Restructuring Legalities
Ari Peskoe, senior fellow in electricity law at Harvard Law School, outlined the issues that contributed to the nuclear industry’s problems and the legal hurdles ZECs may have to clear.
“Restructuring removed generation from the rate base and severed the state’s planning authority, its environmental regulatory authority, from how the plant was actually going to earn its money,” Peskoe said. “That’s critical, because if at the end of the day the plant can’t earn its money, it’s not going to get built.”

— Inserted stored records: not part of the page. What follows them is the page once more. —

PR #1684, opened 2020-12-03
fix(sql): Cascade deletion of delivery config to event and paused records

### LINKED ISSUE #1467: Deleting delivery config does not cleanup related records
While testing with a delivery config I had to delete/recreate, I noticed the corresponding records from the following tables are not deleted:
- `artifact_versions`
- `diff_fingerprint`
- `event` (I forget if this was by design or not)
- `resource_last_checked`
- `unhappy_veto`

Cc: @emjburns

luispollo:
Complements #1660 to close #1467.

### DIFF
--- a/keel-core-test/src/main/kotlin/com/netflix/spinnaker/keel/persistence/DeliveryConfigRepositoryTests.kt
+++ b/keel-core-test/src/main/kotlin/com/netflix/spinnaker/keel/persistence/DeliveryConfigRepositoryTests.kt
@@ -87,34 +87,6 @@ abstract class DeliveryConfigRepositoryTests<T : DeliveryConfigRepository, R : R
       from = ArtifactOriginFilterSpec(branch = BranchFilterSpec(name = "main"))
     )
 
-    val completeDeliveryConfig: DeliveryConfig = deliveryConfig.copy(
-      artifacts = setOf(
-        artifact, artifactFromBranch
-      ),
-      environments = setOf(
-        Environment(
-          name = "test",
-          resources = setOf(
-            resource(kind = parseKind("ec2/cluster@v1")),
-            resource(kind = parseKind("ec2/security-group@v1"))
-          )
-        ),
-        Environment(
-          name = "staging",
-          constraints = setOf(
-            DependsOnConstraint(
-              environment = "test"
-            ),
-            ManualJudgementConstraint()
-          ),
-          resources = setOf(
-            resource(kind = parseKind("ec2/cluster@v1")),
-            resource(kind = parseKind("ec2/security-group@v1"))
-          )
-        )
-      )
-    )
-
     fun getByName() = expectCatching {
       repository.get(deliveryConfig.name)
     }
@@ -238,7 +210,33 @@ abstract class DeliveryConfigRepositoryTests<T : DeliveryConfigRepository, R : R
     context("storing a delivery config with artifacts and environments") {
       deriveFixture {
         copy(
-          deliveryConfig = completeDeliveryConfig
+          deliveryConfig = deliveryConfig.copy(
+            artifacts = setOf(
+              artifact, artifactFromBranch
+            ),
+            environments = setOf(
+              Environment(
+                name = "test",
+                resources = setOf(
+                  resource(kind = parseKind("ec2/cluster@v1")),
+                  resource(kind = parseKind("ec2/security-group@v1"))
+                )
+              ),
+              Environment(
+                name = "staging",
+                constraints = setOf(
+                  DependsOnConstraint(
+                    environment = "test"
+                  ),
+                  ManualJudgementConstraint()
+                ),
+                resources = setOf(
+                  resource(kind = parseKind("ec2/cluster@v1")),
+                  resource(kind = parseKind("ec2/security-group@v1"))
+                )
+              )
+            )
+          )
         )
       }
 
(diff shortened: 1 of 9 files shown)


keel-core/src/main/kotlin/com/netflix/spinnaker/keel/events/PersistentEvent.kt
```diff
@@ -29,7 +29,7 @@ abstract class PersistentEvent {
     val clock: Clock = Clock.systemUTC()
   }
 
-  enum class Scope {
+  enum class EventScope {
```
luispollo, line 32: Renamed this to avoid confusion with other "scopes" in the codebase.

keel-sql/src/main/kotlin/com/netflix/spinnaker/keel/sql/SqlDeliveryConfigRepository.kt
```diff
@@ -184,6 +210,15 @@ class SqlDeliveryConfigRepository(
...
     }
 
+  private fun getResourceIDs(application: String): List<String> =
+    sqlRetry.withRetry(READ) {
+      jooq
+        .select(RESOURCE.ID)
+        .from(RESOURCE)
+        .where(RESOURCE.APPLICATION.eq(application))
+        .fetch(RESOURCE.ID)
+    }
```
robfletcher, line 220: Seems to me it would be pretty easy to inline this into the queries and delete everything at once rather than having to do a `forEach` over all the resources

keel-core-test/src/main/kotlin/com/netflix/spinnaker/keel/persistence/DeliveryConfigRepositoryTests.kt
```diff
@@ -201,33 +238,7 @@ abstract class DeliveryConfigRepositoryTests<T : DeliveryConfigRepository, R : R
...
-                  ManualJudgementConstraint()
-                ),
-                resources = setOf(
-                  resource(kind = parseKind("ec2/cluster@v1")),
-                  resource(kind = parseKind("ec2/security-group@v1"))
-                )
-              )
-            )
-          )
+          deliveryConfig = completeDeliveryConfig
```
robfletcher, line 241: What's the thinking behind making this a top-level val? It seems to only be used here.

keel-sql/src/main/kotlin/com/netflix/spinnaker/keel/sql/SqlDeliveryConfigRepository.kt
luispollo: Ya, good point. I just got lazy and followed the pattern. Will change it!

keel-core-test/src/main/kotlin/com/netflix/spinnaker/keel/persistence/DeliveryConfigRepositoryTests.kt
luispollo: I kept this change by accident. Was planning on using that elsewhere and never did. Will undo.

keel-sql/src/main/resources/db/changelog/20201203-cleanup-event-and-paused-orhpans.yml
```diff
@@ -0,0 +1,25 @@
+databaseChangeLog:
+- changeSet:
```
luispollo, line 2: Cleans up any existing orphan records from the database.

keel-sql/src/main/kotlin/com/netflix/spinnaker/keel/sql/SqlDeliveryConfigRepository.kt
```diff
@@ -166,31 +188,28 @@ class SqlDeliveryConfigRepository(
         .fetchOne(DELIVERY_CONFIG.UID)
     } ?: throw NoDeliveryConfigForApplication(application)
 
-  private fun getEnvironmentUIDs(deliveryConfigUIDs: List<String>): List<String> =
+  private fun getResourceUIDs(application: String): SelectConditionStep<Record1<String>>? =
     sqlRetry.withRetry(READ) {
```
robfletcher, line 192: It doesn't make sense to have a retry in here if this is returning the query itself rather than executing it

luispollo: True. Will fix.

keel-sql/src/main/kotlin/com/netflix/spinnaker/keel/sql/SqlDeliveryConfigRepository.kt
```diff
@@ -166,31 +188,28 @@ class SqlDeliveryConfigRepository(
...
       jooq
-        .select(ENVIRONMENT.UID)
```
robfletcher, line 172: You also don't need to call this on a `DSLContext` instance, there's a static function `DSL.select` you can use when you want to create a sub-query like this.

luispollo: Yeah, but it doesn't hurt, does it?

luispollo:
@robfletcher I think I've addressed your feedback. Anything else you'd like to see changed before approving?

robfletcher (approved):

PR #1686, opened 2020-12-04
fix(lifecycle): don't copy time forward

emjburns:
Fix for the bakery lifecycle monitor to not copy time forward.

Previously, this didn't matter, because we didn't care about the time an event added. But, when I updated that logic so the build monitor could actually pass in the correct timing I didn't realize it would cause the bakery monitor to continually pass forward the start time.

### DIFF
--- a/keel-bakery-plugin/src/main/kotlin/com/netflix/spinnaker/keel/bakery/artifact/BakeryLifecycleMonitor.kt
+++ b/keel-bakery-plugin/src/main/kotlin/com/netflix/spinnaker/keel/bakery/artifact/BakeryLifecycleMonitor.kt
@@ -123,7 +123,8 @@ class BakeryLifecycleMonitor(
       status = status,
       link = orcaTaskIdToLink(this),
       text = text,
-      startMonitoring = false
+      startMonitoring = false,
+      timestamp = null // let repository record the current time
     ))
   }
 }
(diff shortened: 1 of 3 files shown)


keel-core-test/src/main/kotlin/com/netflix/spinnaker/keel/persistence/LifecycleEventRepositoryTests.kt
```diff
@@ -131,5 +132,27 @@ abstract class LifecycleEventRepositoryTests<T: LifecycleEventRepository> : JUni
         }
       }
     }
```
emjburns, line 134: This is a related test, but wouldn't have caught the problem But I added it because it seems worth it to test.

keel-bakery-plugin/src/main/kotlin/com/netflix/spinnaker/keel/bakery/artifact/BakeryLifecycleMonitor.kt
```diff
@@ -123,7 +123,8 @@ class BakeryLifecycleMonitor(
       status = status,
       link = orcaTaskIdToLink(this),
       text = text,
-      startMonitoring = false
+      startMonitoring = false,
+      timestamp = null // let repository record the current time
```
robfletcher, line 127: Not sure I understand the practical difference here

emjburns: Otherwise we were copying forward the start time of the event. This lets the timestamp be calculated when the event is saved into the database

PR #1690, opened 2020-12-05
docs(api): Re-enable Swagger UI

luispollo:
Re-enable the Swagger UI by adding a dependency to springfox.

### DIFF
--- a/keel-web/keel-web.gradle.kts
+++ b/keel-web/keel-web.gradle.kts
@@ -40,6 +40,7 @@ dependencies {
     exclude(mapOf("group" to "com.netflix.spinnaker.kork", "module" to "kork-secrets-aws"))
     exclude(mapOf("group" to "com.netflix.spinnaker.kork", "module" to "kork-secrets-gcp"))
   }
+  runtimeOnly("io.springfox:springfox-boot-starter:3.0.0")
 
   testImplementation("io.strikt:strikt-jackson")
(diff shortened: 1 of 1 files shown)


lorin (approved):
# My understanding

## Problem

Not all keel REST API calls are exposed via gate. As operators, we sometimes need to make REST calls directly against keel. Today, the only way for us to figure out the arguments for the REST call (path, args) is to look through the keel controller code.

## Implemented solution

Use [SpringFox][1] to automatically generate Swagger documentation for the REST APIs that keel exposes.

# Feedback

Looks good to me: it looks like there should be no behavioral changes to keel here other than exposing the Swagger stuff.

## Questions
Do we need to make changes to gate to serve the swagger documentation? Or will we access it by hitting keel directly?

[1]: https://springfox.github.io/springfox/

luispollo:
> Do we need to make changes to gate to serve the swagger documentation? Or will we access it by hitting keel directly?

I had previously integrated the two in https://github.com/spinnaker/gate/pull/1211, but when @robfletcher removed Swagger from keel in favor of exposing only the delivery config schema via the new `GET /managed/delivery-configs/schema` API (plus the existing APIs exposed under the `/managed` path), he also removed that integration from gate. I think no one outside keel contributors would have an interest in the APIs that are not exposed through gate, so my suggestion would be to just access the docs directly from keel when needed.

Peskoe summarized three legal claims about ZECs at issue in federal court: That the states are regulating wholesale rates and thus intruding on FERC’s exclusive jurisdiction (field pre-emption); that they “stand as an obstacle” to FERC’s regulation of just and reasonable rates (conflict pre-emption); and that they favor in-state businesses in violation of the Constitution’s dormant Commerce Clause.
Rulings on the ZECs, Peskoe said, could have broader implications. “If ZECs are pre-empted, are [renewable portfolio standards] or the Regional Greenhouse Gas Initiative next?” And if a nuclear PPA is rejected, he asked, will Massachusetts’ procurements for hydro and offshore wind be at risk?